- **WHAT NEEDS TO BE DONE**
Below are records; reproduce exactly the lines from the one that has "Change email address" through the one that has "Sure. I'm new", ends included, and nothing more.

Data records:
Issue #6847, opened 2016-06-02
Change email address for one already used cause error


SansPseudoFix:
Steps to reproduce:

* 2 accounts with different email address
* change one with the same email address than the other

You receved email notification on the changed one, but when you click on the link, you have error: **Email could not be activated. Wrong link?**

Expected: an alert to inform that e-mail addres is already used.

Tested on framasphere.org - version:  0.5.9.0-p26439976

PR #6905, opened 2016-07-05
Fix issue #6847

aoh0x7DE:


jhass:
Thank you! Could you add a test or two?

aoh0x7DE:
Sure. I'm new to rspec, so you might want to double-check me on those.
---
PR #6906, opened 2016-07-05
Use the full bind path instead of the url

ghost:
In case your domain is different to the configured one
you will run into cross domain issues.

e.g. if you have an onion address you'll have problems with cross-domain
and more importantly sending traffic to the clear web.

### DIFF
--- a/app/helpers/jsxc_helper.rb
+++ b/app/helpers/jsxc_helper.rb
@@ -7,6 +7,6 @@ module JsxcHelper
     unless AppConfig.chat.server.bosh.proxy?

- **WRITTEN ANSWER**
Change email address for one already used cause error


SansPseudoFix:
Steps to reproduce:

* 2 accounts with different email address
* change one with the same email address than the other

You receved email notification on the changed one, but when you click on the link, you have error: **Email could not be activated. Wrong link?**

Expected: an alert to inform that e-mail addres is already used.

Tested on framasphere.org - version:  0.5.9.0-p26439976

PR #6905, opened 2016-07-05
Fix issue #6847

aoh0x7DE:


jhass:
Thank you! Could you add a test or two?

aoh0x7DE:
Sure. I'm new to rspec, so you might want to double-check me on those.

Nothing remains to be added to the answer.